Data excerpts

BEGIN

PR #4907, opened 2023-10-04
Add missing reverse flow derivatives for valve/icd/aicd

steink:
In the case when the flow direction through valves/icd's is reversed, some derivatives are currently omitted (there is no _room_ for them in the current implementation). This PR fixes this by performing a second call to the respective functions and by doing a seperate assembly of the _extra_ derivatives. This is the same approach that was taken for acceleration pressure loss in #4640 (which helped in preventing singular well systems). 

The changes here have been tested on larger models and although results are not very conclusive, some positive effects have been observed. I think it's not unlikely though, that we will run into cases where these derivatives really matter (convergence and/or singularities), so unless they turn out to make things worse I think they should be incuded.

### DIFF
--- a/opm/simulators/wells/MultisegmentWellSegments.cpp
+++ b/opm/simulators/wells/MultisegmentWellSegments.cpp
@@ -498,7 +498,8 @@ getSurfaceVolume(const EvalWell& temperature,
 template<class FluidSystem, class Indices, class Scalar>
 typename MultisegmentWellSegments<FluidSystem,Indices,Scalar>::EvalWell
 MultisegmentWellSegments<FluidSystem,Indices,Scalar>::
-getFrictionPressureLoss(const int seg, const bool return_extra_derivatives) const
+getFrictionPressureLoss(const int seg, 
+                        const bool extra_reverse_flow_derivatives /*false*/) const
 {
     EvalWell mass_rate = mass_rates_[seg];
     const int seg_upwind = upwinding_segments_[seg];
@@ -511,7 +512,7 @@ getFrictionPressureLoss(const int seg, const bool return_extra_derivatives) cons
     // at segment node while fraction derivatives are given at upwind node.
 
     if (seg != seg_upwind) {
-        if (!return_extra_derivatives){
+        if (!extra_reverse_flow_derivatives){
             constexpr int WQTotal = Indices::numEq + PrimaryVariables::WQTotal;
             constexpr int SPres = Indices::numEq + PrimaryVariables::SPres;
             density.setDerivative(WQTotal, 0.0);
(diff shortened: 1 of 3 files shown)


GitPaean:
jenkins build this please

GitPaean:
Let me know if you are done development. If yes, please click ready for review.

steink:
Have done some testing on a larger model, and observe mild positive effects on convergence. Might not be extremely important, but at least it's an insurance againts potential problems for the special cases for which this PR has an effect.

bska:
jenkins build this please

GitPaean:
Sorry for the delay. Will have a look at it today or tomorrow.

steink:
> Sorry for the delay. Will have a look at it today or tomorrow.

No problem, I've also requested review from @bska. Probably suffecient that only one of you looks at it since there are no failures.

opm/simulators/wells/MultisegmentWellSegments.cpp
```diff
@@ -583,17 +584,39 @@ pressureDropSpiralICD(const int seg) const
...
+        if (!return_extra_derivatives){
+            zero_mask[PrimaryVariables::WQTotal] = true;
+            zero_mask[PrimaryVariables::SPres] = true;
+        } else {
+            if (PrimaryVariables::has_water){
+                zero_mask[PrimaryVariables::WFrac] = true;
+            }
+            if (PrimaryVariables::has_gas){
+                zero_mask[PrimaryVariables::GFrac] = true;
+            }
```
bska, line 605: These could probably be
```C++
if constexpr (PrimaryVariables::has_X) {
    // ...
}
```
instead, but I don't know that marking them as such would give any particular benefit here.  The compiler should be able to infer that the conditions [are constant](https://github.com/OPM/opm-simulators/blob/b60eb25285cc2cf1a78376bb64249e6af7d0ed7c/opm/simulators/wells/MultisegmentWellPrimaryVariables.hpp#L59-L61) anyway.

opm/simulators/wells/MultisegmentWellSegments.hpp
```diff
@@ -74,15 +74,18 @@ class MultisegmentWellSegments
...
     EvalWell pressureDropAutoICD(const int seg,
-                                 const UnitSystem& unit_system) const;
+                                 const UnitSystem& unit_system,
+                                 const bool return_extra_derivatives) const;
 
     // pressure drop for sub-critical valve (WSEGVALV)
-    EvalWell pressureDropValve(const int seg) const;
-
+    EvalWell pressureDropValve(const int seg, 
+                               const bool return_extra_derivatives) const;
```
bska, line 87: Maybe we could have a default value of `const bool return_extra_derivatives = false` for these functions?  That way the existing calls could remain unchanged while the new function calls for the "extra" derivatives would stand out more.

bska (approved):
It wasn't immediately obvious to me why you would call `mass_rate.clearDerivatives()` only in the `! return_extra_derivatives` case, but I think I get it now.  I noticed a couple of small potential changes, but I'd be happy to merge the current version as is if you don't want to make any additional changes here.

steink:
Thanks @bska! 
I've updated the PR with your suggestions (did also the same for the frictional pressure drop term in attempt to keep things consistent).  Also changed the option-name to `extra_reverse_flow_derivatives` which might be slightly more descriptive.

bska (approved):
Thanks a lot for the updates.  This looks good to me now and I'll merge into master provided a new build check comes back green.

bska:
jenkins build this please

bska:
> This looks good to me now and I'll merge into master provided a new build check comes back green.

The build check is green.  I'll merge into master.  Thanks a lot for the fix!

END

#### EXERCISE DESCRIPTION:
Report each line in the data above that holds the word "would" by copying it.

#### RESPONSE FOR THIS EXERCISE:
instead, but I don't know that marking them as such would give any particular benefit here.  The compiler should be able to infer that the conditions [are constant](https://github.com/OPM/opm-simulators/blob/b60eb25285cc2cf1a78376bb64249e6af7d0ed7c/opm/simulators/wells/MultisegmentWellPrimaryVariables.hpp#L59-L61) anyway.
bska, line 87: Maybe we could have a default value of `const bool return_extra_derivatives = false` for these functions?  That way the existing calls could remain unchanged while the new function calls for the "extra" derivatives would stand out more.
It wasn't immediately obvious to me why you would call `mass_rate.clearDerivatives()` only in the `! return_extra_derivatives` case, but I think I get it now.  I noticed a couple of small potential changes, but I'd be happy to merge the current version as is if you don't want to make any additional changes here.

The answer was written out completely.